(Stored items)
________
Issue #62, opened 2019-03-19
[Enhancement] DiscouragedFunction rule improvement


lenaorobei:
### Description
`Magento2.PHP.DiscouragedFunction` needs to be changed in order to cover different use-cases.

### Expected behavior

The first part of the rule should cover following:
- The use of insecure functions triggers **9 severity warning** (applicable to all codebase).
Examples of insecure functions: `exec`, `md5`, `unserialize`, `assert`.

The first part of the rule should cover following:
- The use of discouraged functions triggers **8 severity warning** (not applicable to `*/Test/*` and `*/lib/*`).
Examples of discouraged functions: `sizeof`, `print_r`, `^socket_.*$`, `^stream_.*$`.

PR #63, opened 2019-03-19
[Enhancement] DiscouragedFunction rule improvement

lenaorobei:
- split DiscouragedFunction into two to take insecure functions into account with higher severity;
- added `<exclude-pattern>*/Test/*</exclude-pattern>` for rules, not applicable to tests and test files;
- resolved magento/magento-coding-standard#62.


Magento2/Sniffs/Functions/DiscouragedFunctionSniff.php
```diff
@@ -20,13 +19,19 @@ class DiscouragedFunctionSniff extends ForbiddenFunctionsSniff
      */
     protected $patternMatch = true;
 
+    /**
+     * If true, an error will be thrown; otherwise a warning.
+     *
+     * @var boolean
+     */
+    public $error = false;
```
paliarush: Please validate the list against https://stackoverflow.com/questions/3115559/exploitable-php-functions and ask security team to review.

Magento2/Sniffs/Security/InsecureFunctionSniff.php
```diff
@@ -0,0 +1,37 @@
...
+ * Detects the use of insecure functions.
+ */
+class InsecureFunctionSniff extends ForbiddenFunctionsSniff
+{
+    /**
+     * If true, an error will be thrown; otherwise a warning.
+     *
+     * @var boolean
+     */
+    public $error = false;
```
paliarush: Why is it a warning?

lenaorobei: It's under `Severity 9 warnings: Possible security and issues that may cause bugs.` section.
We cannot reject extensions because of such functions right now. We will work iteratively to make rules stricter.

Magento2/Sniffs/Functions/DiscouragedFunctionSniff.php
lenaorobei: Added.

Issue #20, opened 2019-01-29
[New Rule] Slow array SHOULD NOT be used in loop


lenaorobei:
### Rule

The use of slow array functions (`array_merge`) in loop is discouraged.

### Reason
Merging arrays in a loop is slow and causes high CPU usage. [Some benchmarking](https://github.com/kalessil/phpinspectionsea/issues/138#issuecomment-279457133).

**Bad example:**
``` php
    $options = [];
    foreach ($configurationSources as $source) {
        // code here
        $options = array_merge($options, $source->getOptions());
    }
```

**Good example:**
``` php
    $options = [[]];
    foreach ($configurationSources as $source) {
        // code here
        $options[] = $source->getOptions();
    }

    // PHP 5.6+
    $options = array_merge(...$options);
```

### Implementation
- Subscribe to `T_STRING` token and check if it's content is `array_merge`. 
- Try to find outer loop.
- If loop is found rase a warning (need to discuss additional logic).

```
<severity>7</severity>
<type>warning</type>
```

lenaorobei:
We can throw a warning with incremental approach.

Vinai:
Mixed feelings. I often use merge in a reduce function to avoid changing local state (and save a line of code).
Hope PHP optimizes for more functional patterns in future, now that FP is becoming mainstream.
Even Java now has optimized map/reduce/filter chains, and more and more languages support STM.
If PHP follows, this sniff would be outdated.
Maybe sniffs should focus on algorithmic complexity instead of Runtime implementation details.

shochdoerfer:
Slow is a matter of definition :) In a loop with just a few iterations, you most likely won't notice that much of a difference.

Vinai:
Exactly. That’s why focusing on big O algorithmic complexity seems like a good idea since that’s assumes scalability in the worst case scenario.
Stating this I feel stupid because I’m sure you are well aware.

larsroettig:
Benmarks:

- https://gist.github.com/Ocramius/8399625#file-output-txt

- https://github.com/kalessil/phpinspectionsea/blob/master/docs/performance.md#slow-array-function-used-in-loop

- https://github.com/kalessil/phpinspectionsea/issues/138#issuecomment-279457133

lenaorobei:
@buskamuza @kandy 

Need you input here.

See related PR magento/magento-coding-standard#72

kandy:
For me, it makes sense to have this rule

larsroettig:
[...]

PR #72, opened 2019-03-21
#20  Impelement ArrayMerge sniff in foreach

larsroettig:
Implementation for #20 

### Currently we have many findings in 2.3 develop

```

bin/phpcs --standard=Magento2 --sniffs=Magento2.Performance.ForeachArrayMerge  app/code app/lib
```

###  Magento 2 findings with current Implementation 
```
------------------------------------------------------------------------------------------------------
A TOTAL OF 0 ERRORS AND 280 WARNINGS WERE FOUND IN 212 FILES
------------------------------------------------------------------------------------------------------
```


lenaorobei:
I checked some findings and they look false-positive to me. Probably, they require serious code refactoring, not just moving `array_merge` outside the loop.
Need more thoughts here to understand if we really want to warn developers about any case of usage  `array_merge` inside the loop.

Magento2/Sniffs/Performance/ForeachArrayMergeSniff.php
```diff
@@ -0,0 +1,72 @@
+<?php
+/**
+ * Copyright © Magento. All rights reserved.
+ * See COPYING.txt for license details.
+ */
+
```
lenaorobei:
```suggestion
```

lenaorobei:
```suggestion
```

Magento2/Tests/Performance/ForeachArrayMergeUnitTest.inc
```diff
@@ -0,0 +1,43 @@
...
+    }
+}
+
+$selectBuilder = new SelectBuilder();
+
+foreach ([] as $collection) {
+    foreach ($configurationSources as $source) {
+        $selectBuilder->setColumns(array_merge($selectBuilder->getColumns(), $source));
+    }
+}
```
lenaorobei:
```suggestion
}

```

buskamuza:
We should accept it, but include explanation of how to fix the problematic code. Think about a catalog of recommendations (either here in wiki or in devdocs).

orlangur:
@larsroettig @buskamuza 

> A TOTAL OF 0 ERRORS AND 280 WARNINGS WERE FOUND IN 212 FILES

So how this rule can be useful?

Issue #21, opened 2019-01-29
[New Rule] No try block detected when processing system resources


lenaorobei:
### Rule
If a method uses system resources (such as files, sockets, streams, etc), the code MUST be wrapped with a try block and the corresponding finally block. In the finally sections, all resources SHOULD be properly released.

### Reason
Source: [Magento Technical Guidelines](https://devdocs.magento.com/guides/v2.3/coding-standards/technical-guidelines.html).

### Implementation
- Subscribe to `T_STRING` token.
- Prepare the list of build in PHP functions that use resources or alternatively functions prefixes (`stream_`, `socket_`, etc)
- Check if token content is `in_array` of  system functions.
- Raise a warning if no outer `try` statement detected.

lenaorobei:
@magento I am working on it

PR #77, opened 2019-03-31
#21: Impelement rule

larsroettig:
see #21


Magento2/Tests/Exceptions/TryProcessSystemResourcesUnitTest.inc
```diff
@@ -0,0 +1,45 @@
...
+    public function handleExpection()
+    {
+        try {
+            $strChar = stream_get_contents(STDIN, 1);
+        } catch (Exception $exception) {
+
+        }
+    }
+
+    public function exetcute()
```
joshuaadickerson: Typo? `execute`

Magento2/Sniffs/Exceptions/TryProcessSystemResourcesSniff.php
```diff
@@ -0,0 +1,93 @@
+<?php
+/**
+ * Copyright © Magento. All rights reserved.
+ * See COPYING.txt for license details.
+ */
+
```
lenaorobei:
``` suggestion
```

output.txt
```diff
@@ -0,0 +1,4 @@
+ERROR: The specified sniff code "Magento2.Exceptions" is invalid
```
lenaorobei: Looks like this file us redundant.

Magento2/Sniffs/Exceptions/TryProcessSystemResourcesSniff.php
```diff
@@ -0,0 +1,93 @@
...
+ * Detects no try block detected when processing system resources
+ */
+class TryProcessSystemResourcesSniff implements Sniff
+{
+    /**
+     * String representation of warning.
+     *
+     * @var string
+     */
+    protected $warningMessage = 'All resources SHOULD be properly released.';
```
lenaorobei: Please change message to: `The code MUST be wrapped with a 'try' block if the method uses system resources `.

Magento2/Tests/Exceptions/TryProcessSystemResourcesUnitTest.inc
larsroettig: ups 🤦‍♂️

lenaorobei:
Have concerns regarding [Technical Guidelines](https://devdocs.magento.com/guides/v2.3/coding-standards/technical-guidelines.html) that says:
>5.16. If a method uses system resources (such as files, sockets, streams, etc.), the code MUST be wrapped with a try block and the corresponding finally block. In the finally sections, all resources SHOULD be properly released. 

1. Native PHP functions that work with resources (`stream_*`, `socket_*`) do not throw Exceptions or Errors, they mostly return `false` in case of failure and can produce `E_WARNING`. https://www.php.net/manual/en/sockets.errors.php 
https://www.php.net/manual/en/stream.errors.php
2. Magento app will transform `E_WARNING` to the Exception in `Magento\Framework\App\ErrorHandler`. 
3. Magento Framework wrappers that work with resources solve `E_WARNING` by adding `@`, and do not have `try catch` blocks. Examples: 
https://github.com/magento/magento2/blob/2.3-develop/lib/internal/Magento/Framework/Filesystem/Driver/Http.php#L199
https://github.com/magento/magento2/blob/2.3-develop/lib/internal/Magento/Framework/Backup/Filesystem/Rollback/Ftp.php#L93

My question is what is the right way to deal with such cases?
@akaplya @buskamuza @paliarush  @melnikovi @kandy need your input here.

lenaorobei:
@larsroettig this rule was approved on architects discussion https://github.com/magento/architecture/issues/140

I'm going to test it and will provide you feedback.

lenaorobei:
@larsroettig could you please remove `curl_ ` from this sniff to make sure it's in line with Magento Technical Guidelines.

This is an adding new rule, so it will be the part of next major release.
I need to suspend the processing of current PR since the versioning strategy is not clear yet https://github.com/magento/architecture/pull/136

Sorry about that and thanks for understanding.

PR #101, opened 2019-05-22
provide possible solution feedback for discouraged functions

philippsander:


magento-cicd2:
[CLA assistant check](https://cla.dev.magento.com/magento/magento-coding-standard?pullRequest=101) <br/>Thank you for your submission, we really appreciate it. Like many open source projects, we ask that you sign our [Contributor License Agreement](https://cla.dev.magento.com/magento/magento-coding-standard?pullRequest=101) before we can accept your contribution.<br/>

Magento2/Sniffs/Functions/DiscouragedFunctionSniff.php
```diff
@@ -53,7 +53,7 @@ class DiscouragedFunctionSniff extends ForbiddenFunctionsSniff
         '^dcngettext$' => null,
         '^dgettext$' => null,
         '^dio_.*$' => null,
-        '^dirname$' => null,
+        '^dirname$' => '\Magento\Framework\Filesystem\Io\File::getPathInfo [\'dirname\']',
```
paliarush: How about the following:

```suggestion
        '^dirname$' => '\Magento\Framework\Filesystem\Io\File::getPathInfo($filePath)[\'dirname\']',
```

The same relates to `basename`.

philippsander:
I'll fix the CI fails soon

fooman:
I think `dirname` and `basename` is a not a good case for making people use `\Magento\Framework\Filesystem\Io\File::getPathInfo`. The given better uses rely on an implementation detail (the returned array happens to conform to the pathinfo output) with the array having dirname and basename as keys. But this is not really part of any `@api` guarantees.  

I believe it would be better to fix the framework first, either by adding extra methods ie getDirname and getBasename or by adding an optional input to pathinfo($args = null) and then advise people to use those stable implementations.

lenaorobei:
I agree with @fooman here. Neither `\Magento\Framework\Filesystem\Io\File` nor `\Magento\Framework\HTTP\Adapter\Curl` are marked with `@api`, so I'd avoid such recommendation for now.

lenaorobei:
Have to close this PR since we cannot recommend using non-api classes.

PR #104, opened 2019-05-29
REPO-209: [EQP] Increase the severity level to 10 for insecure functions

lenaorobei:
```php
public $forbiddenFunctions = [
        'assert' => null,
        'create_function' => null,
        'exec' => null,
        'md5' => 'improved hash functions (SHA-256, SHA-512 etc.)',
        'passthru' => null,
        'pcntl_exec' => null,
        'popen' => null,
        'proc_open' => null,
        'serialize' => '\Magento\Framework\Serialize\SerializerInterface::serialize',
        'shell_exec' => null,
        'system' => null,
        'unserialize' => '\Magento\Framework\Serialize\SerializerInterface::unserialize',
        'srand' => null,
        'mt_srand' => null,
        'mt_rand' => 'random_int',
    ];
```
Those functions are forbidden in Magento and its use will cause extension rejection on Marketplace.

### DIFF
--- a/Magento2/Sniffs/Security/InsecureFunctionSniff.php
+++ b/Magento2/Sniffs/Security/InsecureFunctionSniff.php
@@ -13,13 +13,6 @@ use PHP_CodeSniffer\Standards\Generic\Sniffs\PHP\ForbiddenFunctionsSniff;
 class InsecureFunctionSniff extends ForbiddenFunctionsSniff
 {
     /**
-     * If true, an error will be thrown; otherwise a warning.
-     *
-     * @var boolean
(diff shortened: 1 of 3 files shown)


gixid192:
I had a case where I need to change the behavior of the export function. The solution was to rewrite the Core class.
Here in the code, the Core team used md5 to generate a unique name: https://github.com/magento/magento2/blob/2.3-develop/app/code/Magento/Ui/Model/Export/ConvertToCsv.php#L68

I understand that there is other ways to generate names, however, is it ok in this case? Just to generate a random name

Issue #105, opened 2019-05-31
[New Rule] Implement sniff for classes and interfaces PHPDoc formatting


lenaorobei:
### Rule
PHPDoc formatting for classes and interfaces.

**Acceptance Criteria:**

- Sniff covers described on [DevDocs requirements](https://devdocs.magento.com/guides/v2.3/coding-standards/docblock-standard-general.html):
> Classes and interfaces should have a short description that is a human-understandable intention of the class.
If the short description adds no additional information beyond what the type name already supplies, the short description must be omitted.
- Rule covered by unit test.

```
<severity>5</severity>
<type>warning</type>
```

lenaorobei:
Hi @udovicic! How is your progress with this ticket? Do you need any help?

udovicic:
Hi @lenaorobei , help no, but more hours in one day definitely. I think I will be done be the end of the week.

Issue #58, opened 2019-03-08
[New Rule] Implement sniff for class properties PHPDoc formatting


lenaorobei:
### Rule
PHPDoc formatting for class properties.

**Acceptance Criteria:**

- Sniff covers described on [DevDocs requirements](https://devdocs.magento.com/guides/v2.3/coding-standards/docblock-standard-general.html):
> Class attributes must have type declaration using `@var` tag.

- Rule covered by unit test.

```
<severity>5</severity>
<type>warning</type>
```

lenaorobei:
Hi @ryantfowler! How is your progress with this ticket? Do you need any help?

ryantfowler:
Hi @lenaorobei , I should have an update by this weekend. I've been tied up with work. Thanks

lenaorobei:
@ryantfowler sorry, unassigning you from this issue since no updates.
Feel free to assign yourself again if you want to continue working on this task. Thanks.

konarshankar07:
Hello @lenaorobei ,
Can we just add `Squiz.Commenting.VariableCommentSniff` in our ruleset?

lenaorobei:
________
What the task asks for is a word-for-word repeat of the lines above, from the first through the one containing "Examples of discouraged".

Issue #62, opened 2019-03-19
[Enhancement] DiscouragedFunction rule improvement


lenaorobei:
### Description
`Magento2.PHP.DiscouragedFunction` needs to be changed in order to cover different use-cases.

### Expected behavior

The first part of the rule should cover following:
- The use of insecure functions triggers **9 severity warning** (applicable to all codebase).
Examples of insecure functions: `exec`, `md5`, `unserialize`, `assert`.

The first part of the rule should cover following:
- The use of discouraged functions triggers **8 severity warning** (not applicable to `*/Test/*` and `*/lib/*`).
Examples of discouraged functions: `sizeof`, `print_r`, `^socket_.*$`, `^stream_.*$`.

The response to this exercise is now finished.